PWA Essentials: Introduction to Service Workers

Updated on January 17, 2020

We have already discussed the various features of PWA which make them the future of web development. But have you ever wondered what is responsible for all these features that the web apps provide? It’s the SERVICE WORKERS.

The service workers are the beating hearts of the progressive web applications, which take care of all the functionalities such as caching data, loading offline content, automatic updates, background sync and push notifications.

A service worker is a better version of a web worker, which can be accessed by many main threads at the same time. It is an object written in JavaScript, not linked to the DOM of your website and runs on a separate thread from the browser UI.

 

PWA service workers

The life cycle of a service worker includes 3 main events

  1. Registration
  2. Installation
  3. Activation
PWA Service Worker Life Cycle
PWA Service Worker Life Cycle

The registration event registers the service worker to our browser through one of the javascript files of our app. This will enable the browser to start the installation in the background. During the installation step, static and dynamic caching of assets should be taken care of. This is followed by the activation step which is a great opportunity for handling the management of old caches. After the activation step, the service worker controls all the pages that fall under its scope.

Working of a service worker

Once a service worker is registered, some of the files are cached offline during the installation event. Usually, in the absence of a service worker, when the app sends a fetch request from the browser, the server sends the requested resource back to the browser. But in the presence of a service worker, it acts as a proxy between our app and the server. All the network requests coming from the main thread goes through it. The service worker, after listening to the fetch request, can either intercept it and return the requested files from the cached data, or modify the request, or stop the request and return a custom response. Hence service worker acts like man-in-the-middle who has authority to transform network request and response.

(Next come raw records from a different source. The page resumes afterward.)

PR #22404, opened 2022-05-06
MSW SpinCtrl: handle special keys (e.g. Ctrl+C)

DietmarSchwertberger:
Sorry, this is the same as PR22397, which was closed when I was re-creating my fork.

There is a wxPython bug report about menu entries like "Copy\tCtrl+C" having precedence over special character handling in the text control of SpinCtrl:
https://github.com/wxWidgets/Phoenix/issues/2148

The reason is that SpinCtrl does not have an implementation of `MSWShouldPreProcessMessage`.

This modification uses `MSWShouldPreProcessMessage(WXMSG* msg);` from `src/msw/textentry.c` also for `src/msw/spinctrl.cpp`.

### DIFF
--- a/include/wx/msw/spinctrl.h
+++ b/include/wx/msw/spinctrl.h
@@ -140,6 +140,10 @@ protected:
     void OnSetFocus(wxFocusEvent& event);
     void OnKillFocus(wxFocusEvent& event);
 
+    // returns true for special keys like "Ctrl+C" that should be handled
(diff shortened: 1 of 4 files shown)


vadz:
Thanks!

Will apply in a moment with minor changes (I prefer to keep this function out of the public header, but even so it's still tidier to use a `wx` prefix for it).

PR #22409, opened 2022-05-07
Fix (not) showing values for empty cells in wxDVC using wxDataViewVirtualListModel in wxGTK

### LINKED ISSUE #22359: Cells without values not correctly shown in wxDataViewCtrl with wxGTK 3.1.6
## Description
Cells without values are not correctly shown in wxDataViewCtrl with wxGTK 3.1.6.

This has initially been reported in Poedit: vslavik/poedit#746. Following comments from @vslavik and @vadz, I'm moving the ticket to wxWidgets.

In Poedit compiled against wxGTK 3.1.6, the icons indicating the presence of an issue or a comment on the translatable strings are incorrectly updated when scrolling up/down the list of strings. It looks like the strings without issue/comment "reuse" the icons of other visible strings with an issue or a comment.

Reverting commit [e067e42](https://github.com/wxWidgets/wxWidgets/commit/e067e4233caf691d52b52bd146568de697de8311) fixes the issue.

### Expected behaviour (wxGTK 3.1.5):

The warning/comment icons are correctly displayed.

https://user-images.githubusercontent.com/9394745/163816494-01653885-1d0a-442a-8507-6b89020ea8ab.mp4

### Actual behaviour (wxGTK 3.1.6):

The warning/comment icons are not correctly displayed - warning is displayed for string without warnings, the (wrong) warning icon for a given line changes to the comment icon when scrolling down.

https://user-images.githubusercontent.com/9394745/163816668-77f1c3c4-0860-482a-8370-5241dd539976.mp4

## Patch or snippet allowing to reproduce the problem

I'm not able to create such a snippet. I believe the relevant code in Poedit is located in [edlistctrl.cpp](https://github.com/vslavik/poedit/blob/v3.0.1-oss/src/edlistctrl.cpp); in particular at [line 336](https://github.com/vslavik/poedit/blob/v3.0.1-oss/src/edlistctrl.cpp#L336) in `PoeditListCtrl::Model::GetValueByRow` is the code that defines the icon to display. @vslavik: Please correct if I'm wrong.

## To Reproduce

Assuming Poedit 3.0.1 is installed under the environment mentioned below:

1. Decompress and open the following translation file: [zypper-master-fr.po.gz](https://github.com/vslavik/poedit/files/8505929/zypper-master-fr.po.gz)
2. (Optional) In order to get the same string ordering as in the screencasts above, configure View with the following:
    - Show warnings
    - Sort by file order
    - Group by context
    - Entries with error first
    - Untranslated entries first
3. Scroll down the string list

## Platform and version information

 - wxWidgets version: 3.1.6
 - wxWidgets port: wxGTK
 - OS and its version: openSUSE Tumbleweed (20220420)
 - For wxGTK only:
   + GTK version: 3.24.33
   + Which GDK backend is used: Wayland

vadz:
This should fix #22359 and, AFAICS, doesn't have any negative effects.

I couldn't find any real explanation about why was this check added in the first place, but there doesn't seem to be any performance reason to not make it even for the virtual list models: it is called for every item in the model, which makes it totally unsuitable for big numbers of items, but this was already the case before anyhow and the extra overhead of calling `HasValue()` for it shouldn't be noticeable compared to calling `GetValue()`. But please let me know if I'm missing anything here or, also, if there are any other situations in which this still doesn't fix the original problem.

### DIFF
--- a/src/gtk/dataview.cpp
+++ b/src/gtk/dataview.cpp
@@ -3199,14 +3199,6 @@ gtk_dataview_header_button_press_callback( GtkWidget *WXUNUSED(widget),
     return FALSE;
 }
 
-// Helper for wxGtkTreeCellDataFunc() below.
-static void wxGtkTreeSetVisibleProp(GtkCellRenderer *renderer, gboolean visible)
-{
-    wxGtkValue gvalue( G_TYPE_BOOLEAN );
-    g_value_set_boolean( gvalue, visible );
-    g_object_set_property( G_OBJECT(renderer), "visible", gvalue );
-}
-
 extern "C"
 {
 
@@ -3241,7 +3233,9 @@ static void wxGtkTreeCellDataFunc( GtkTreeViewColumn *WXUNUSED(column),
         visible = cell->PrepareForItem(wx_model, item, column);
     }
 
-    wxGtkTreeSetVisibleProp(renderer, visible);
+    wxGtkValue gvalue( G_TYPE_BOOLEAN );
+    g_value_set_boolean( gvalue, visible );
+    g_object_set_property( G_OBJECT(renderer), "visible", gvalue );
 }
 
 } // extern "C"
--- a/src/gtk/dataview.cpp
+++ b/src/gtk/dataview.cpp
@@ -3233,25 +3233,15 @@ static void wxGtkTreeCellDataFunc( GtkTreeViewColumn *WXUNUSED(column),
 
     wxDataViewModel *wx_model = tree_model->internal->GetDataViewModel();
 
-    if (!wx_model->IsVirtualListModel())
+    gboolean visible = wx_model->HasValue(item, column);
+    if ( visible )
     {
-        gboolean visible = wx_model->HasValue(item, column);
-        wxGtkTreeSetVisibleProp(renderer, visible);
+        cell->GtkSetCurrentItem(item);
 
-        if ( !visible )
-            return;
+        visible = cell->PrepareForItem(wx_model, item, column);
     }
 
-    cell->GtkSetCurrentItem(item);
-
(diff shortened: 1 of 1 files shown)


vslavik (approved):
Thanks! This looks good to me w.r.t. correctness.

Could it be further simplified by removing the `HasValue()` check and `if` statement, as `PrepareForItem()` already does that via`CheckedGetValue()`? I'm not saying it *should* be done, but checking if my understanding is correct and this condition is just an optimization.

I *think* that as it is now (and this logic is shared by some other ports), there's a very subtle, mostly academical difference between `!HasValue()` and not returning a value from `GetValue()`:

1. If `GetValue()` doesn't return a value, `PrepareForItem()` [still enables/disables cell state]( https://github.com/wxWidgets/wxWidgets/blob/8245ba96ee5ce3e19564eabc6976435ab9ae906f/src/common/datavcmn.cpp#L914) even for empty cells - apparently intentionally.
2. But if `HasValue()` returns false, `PrepareForItem()` is skipped altogether and enabled state is not adjusted.

vadz:
Yes, I think you're right, thanks, it looks better to simplify this even if I don't think this can make any difference in practice because `SetEnabled()` is only used by the custom renderers AFAICS and their `Render()` shouldn't be called anyhow if the cell is invisible. Done now.

BTW, concerning the "apparently intentionally" part, I think 361c6357b4 (Use wxDataViewRenderer::PrepareForItem() in all ports, 2015-08-29) just prevented the existing behaviour (but added an explicit comment about it), so I'm not totally certain if this is needed neither, but I'm definitely not going to change it without a good reason -- and this call is cheap, so it shouldn't result in any performance problems neither.

Issue #22420, opened 2022-05-11
wxGrid deleteRows() not working properly


roenck:
**Describe the bug**
Deletion of whole rows not working as expected for some build-combinations.

**Expected vs observed behaviour**
Delete a row removes it and the line is not shown anymore. Vs deleted lines appear 'darkgray' and not selectable.

**Patch or snippet allowing to reproduce the problem**
Hopefully should occur with a single wxGrid example.

**Platform and version information**
 - wxWidgets version you use: 3.1.5 and Git-Dev (from 2022-05-11)
 - wxWidgets port you use: wxMSW and wxGTK
 - OS and its version: Windows 10 and Ubuntu 20.04
 - For wxGTK only:
   + GTK version: 2.24.32
   + Which GDK backend is used: X11

Important, the issue occurs in combinations of platform and used libs and wx-releases:
---> Linux + wx3.1.5 + GTK2 ---> FAILED
---> Linux + wx3.1.5 + GTK3 ---> OK
---> Linux + wxGIT + GTK3 ---> FAILED
---> Windows + wxGIT + wxMSW --> FAILED

PBfordev:
I cannot reproduce using the grid sample, GIT master, and Windows 10.

I selected a row and used "Edit / Delete selected rows" menu command. The behaviour was as expected, i.e., the deleted row disappeared and the rows below it moved up. Tried with one row and with multiple rows with the same result. Tried also with the top row frozen, with row 2 hidden, with non-editable grid: Still the same result.

Is there anything special about your "non-deletable" rows?

roenck:
Tried to strip it to a minimal sample (Help -> About call the deleteRows-method).

[MinimalSampleGrid.zip](https://github.com/wxWidgets/wxWidgets/files/8672324/MinimalSampleGrid.zip)

![Grid_1](https://user-images.githubusercontent.com/100382302/167915591-99292f26-c00a-49f7-b91b-3c4301da2d45.png)
![Grid_2](https://user-images.githubusercontent.com/100382302/167915670-2ab49171-5ef2-404e-8ccf-192ee1409277.png)
![Grid_3](https://user-images.githubusercontent.com/100382302/167915686-79898511-419f-47cd-b2fa-3eff518a3983.png)

DietmarSchwertberger:
In grid.cpp `wxGrid::Redimension` there is a line:
` for ( rowPos = 0; rowPos < m_numCols; rowPos++ )`
This should be:
[...]

PR #22423, opened 2022-05-11
grid: fix row positions not updated when deleting rows (fix issue #22420)

DietmarSchwertberger:
Fixes issue #22420.


vadz:
Thanks Dietmar for noticing and fixing this so quickly!

Issue #22021, opened 2022-01-16
Revert or at least document regressions in wxImageList behaviour


vadz:
After the recent changes in 838e45fd9b58392df0936cfb2bfd19bf95d1645d and 8f08233a1322283958b3097099f03bbc09b796b4, images with alpha are not shown correctly when using `wxImageList` created with default value of `mask = true`, see [this thread](https://groups.google.com/g/wx-users/c/tv2diRGSxig/m/UHdI-eVdFQAJ). Ideal would be to restore the old behaviour, but if this is impossible we should at least assert or `wxLogDebug()` the explanation to prevent people from losing their time trying to understand why things don't work any longer.

Also see previous [discussion here](https://github.com/wxWidgets/wxWidgets/commit/838e45fd9b58392df0936cfb2bfd19bf95d1645d).

cc @a-wi

vadz:
@a-wi Just to avoid any duplication of work, I wanted to say that I'm going to fix this by converting mask to alpha in `wxImageList` rather than ignoring it entirely. Unfortunately I don't have a test case for the original bug (#19036), so I can only hope that this doesn't rebreak it again, but I'm relatively confident that it shouldn't.

Please let me know if you're, by chance, already working on this, but if not I'll try to do it myself soon as I'd really like to fix this before 3.1.6. Thanks!

a-wi:
At the moment I don't work on this so please proceed.

PR #22433, opened 2022-05-17
Revert to using mask in wxMSW wxImageList if this is what we have

vadz:
Always using alpha doesn't work in a special case of a fully transparent
bitmap: MSW renders a bitmap with all pixels having alpha value of 0 as
fully black for some reason and there doesn't seem anything that can be
done about this.

So revert to using mask, if we have it, instead of always converting it
to alpha as was done in 6feeed9fe9 (Handle transparency to the best of
our ability in wxImageList, 2022-05-05), see #22400.

Also rewrite the code in GetImageListBitmaps() to be hopefully more
clear by branching over HasAlpha() condition.

This commit is best viewed with git --color-moved
--color-moved-ws=ignore-all-space options.

----

@MaartenBent @dconnet This fixes the cases you mentioned in the comments for #22400 and doesn't break #22349 nor earlier #22021, so hopefully this should be the final version of this code.

### DIFF
--- a/src/msw/imaglist.cpp
+++ b/src/msw/imaglist.cpp
@@ -79,16 +79,13 @@ bool wxImageList::Create(int width, int height, bool mask, int initial)
     // (e.g. ILC_COLOR16) shows completely broken bitmaps
     flags |= ILC_COLOR32;
 
-    m_useMask = mask;
+    // we also need to always set ILC_MASK because, surprisingly, without it,
+    // completely transparent bitmaps, i.e. those with wxALPHA_TRANSPARENT
+    // value of alpha for all their pixels, don't work and appear completely
+    // black when drawn
+    flags |= ILC_MASK;
 
-    // For comctl32.dll < 6 always use masks as it doesn't support alpha.
-    //
-    // We also have to use masks when we don't have wxImage and wxDIB that are
-    // needed to handle alpha.
-#if wxUSE_WXDIB && wxUSE_IMAGE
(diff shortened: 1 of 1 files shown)


vadz:
Sorry, this still doesn't work, of course, because I completely forgot that we couldn't have both alpha and mask in the same image list. And as we don't know in advance whether we're going to have any completely transparent bitmaps or not, we really can't commit to using `ILC_MASK`.

So, finally, I am afraid I'm going to implement the horrible hack I mentioned before just because I see no other way to make things work in a reasonable way.

And reverting 6feeed9fe9 (Handle transparency to the best of our ability in wxImageList, 2022-05-05) is really not an option because we really, really want to use alpha and not the mask even for the image lists created with `mask = true` (in particular, although far from being only due to this, because using `mask = false` doesn't allow having fully transparent images neither).

PBfordev:
@vadz, I am not sure if all the transparency issues have been fixed.

When running the artprov sample and opening the resource browser dialog, in XPM-based arts the pixels that should be transparent are shown black (transparency is correct in the right panel):
wxartprov-black

The images are added to the list control via the image list with
https://github.com/wxWidgets/wxWidgets/blob/34fa234f48f30bd8fef0f442f55debceafa501bf/samples/artprov/artbrows.cpp#L32-L34

Using the latest master (as of 34fa234) on Windows 10.

vadz:
For the record, this should be fixed by #22487.

PR #22436, opened 2022-05-18
Fix for scaling of the bitmap size for wxBitmapComboBox

YuSanka:
Calculate m_usedImgSize from unscaled bitmap size instead of calculation from scaled control.

You can use **samples/widgets** > **BitmapCombobox** > **"Add widget icons"** for reproducing the issue.

If use this combobox on scaled Display, then space between bitmap and text increases.
bmpcb_bug

After fix bitmapcombobox works as expected
bmpcb_fix

### DIFF
--- a/src/common/bmpcboxcmn.cpp
+++ b/src/common/bmpcboxcmn.cpp
@@ -116,7 +116,7 @@ bool wxBitmapComboBoxBase::OnAddBitmap(const wxBitmapBundle& bitmap)
 {
     if ( bitmap.IsOk() )
     {
-        wxSize bmpDefaultSize = bitmap.GetPreferredLogicalSizeFor(GetControl());
+        wxSize bmpDefaultSize = bitmap.GetPreferredBitmapSizeAtScale(1.0);
         int width = bmpDefaultSize.GetWidth();
         int height = bmpDefaultSize.GetHeight();
 
@@ -219,7 +219,7 @@ void wxBitmapComboBoxBase::DrawItem(wxDC& dc,
 
         // Draw the image centered
         dc.DrawBitmap(bmp,
-                      rect.x + (m_usedImgSize.x-w)/2 + imgSpacingLeft,
+                      rect.x + (win->FromDIP(m_usedImgSize.x)-w)/2 + imgSpacingLeft,
                       rect.y + (rect.height-h)/2,
                       true);
     }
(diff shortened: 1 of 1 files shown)


vadz:
Thanks, there is clearly a problem here, but I am not sure if this fix is correct. What are the units of `m_usedImgSize`? By default, it should use logical pixels, just as everything else, and in this case we shouldn't apply `FromDIP()` to it. I.e. I think that instead of adding more `FromDIP()`s around it, we should instead remove the one used in `DetermineIndent()`.

Could you please check if doing this would fix the problem?

YuSanka:
Unfortunately, no :(
Remove  FromDIP() around it in DetermineIndent() was my first idea. But if we move dialog to the display with different scale, than
DetermineIndent() will return value, which doesn't respect to the new scale.

vadz:
@YuSanka will you be able to look at this or should I try to do it? TIA!

YuSanka:
> This just means that we have to set things up so that `DetermineIndent()` is called when the DPI changes, i.e. add a `wxEVT_DPI_CHANGED` handler to this class and call it from there. Could you please try updating the PR to do it like this? TIA!

But it's already implemented in wxWidgets :)
If I understend everithing correct from the code, than the `DetermineIndent()` is called from 
`void wxBitmapComboBox::OnSize(wxSizeEvent& event)` after `wxEVT_DPI_CHANGED` handling

MaartenBent:
It doesn't work because once `m_usedImgSize` is assigned a value, it is never changed again. It should be updated when the DPI changes. The same for `m_fontHeight`.

I tried this patch (also simplified assigning `m`, and it seems to handle DPI changes correctly:

vadz:
Thanks Maarten, now I understand the problem and the solution looks very logical too.

@YuSanka Please check if the patch above works for you, TIA!

YuSanka:
Hello, guys.
Yes, this patch works for me too. Thanks, @MaartenBent .

vadz:
Sorry, I didn't test the previous patch and didn't realize it broke the unit tests. I've committed 212d59cd80 (Fix determining the size of wxBitmapComboBox bitmaps, 2022-05-25) now (without review, as I wanted to fix the tests a.s.a.p.), which should also improve the behaviour when all the bitmaps are not available in the same sizes.

Please let me know if you see any problems with this commit.

PR #22437, opened 2022-05-18
Fix showing fully fully transparent bitmaps in wxMSW wxImageList

vadz:
This was broken by 6feeed9fe9 (Handle transparency to the best of our
ability in wxImageList, 2022-05-05) as using alpha, rather than mask,
for these images resulted in alpha channel being just ignored.

Work around this by making at least one pixel not quite transparent in
this case.

This also makes things work for images using alpha channel with only 0
values, rather than mask covering the entire bitmap.

See #22400.

----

PWA: Service Worker working
PWA: Service Worker working

Creating a Service Worker

Make sure to launch your website on HTTPS because that is a prime requirement to access service workers. Services like letsencrypt let you procure SSL certificates for free to install on your server.

Create an empty service-worker.js file in the root directory of your application to provide a global scope so that it can access all the other files in the directory

Registering a Service Worker

The service worker has to be registered from one of the javascript files that is linked to all the HTML files of your app. The first step is to check if the browser supports service workers, for which we use the “service worker” property of the navigator object in javascript which contains browser information. If the browser does support, we register service-worker.js using the .register method which returns a promise.

//app.js 
if(‘serviceWorker’ in navigator){
navigator.serviceWorker.register(‘/service-worker.js’)
.then((reg)=>console.log(‘service worker registered’,reg))
.catch((err)=>console.log(‘service worker not registered’,err);
}

To check if it’s registered, inspect your web page and navigate to application->service workers. You will see that your service worker file is registered, activated and running.

Check Service Worker Registration Activation Chrome Inspect Element

You can find the installation and activation of service workers.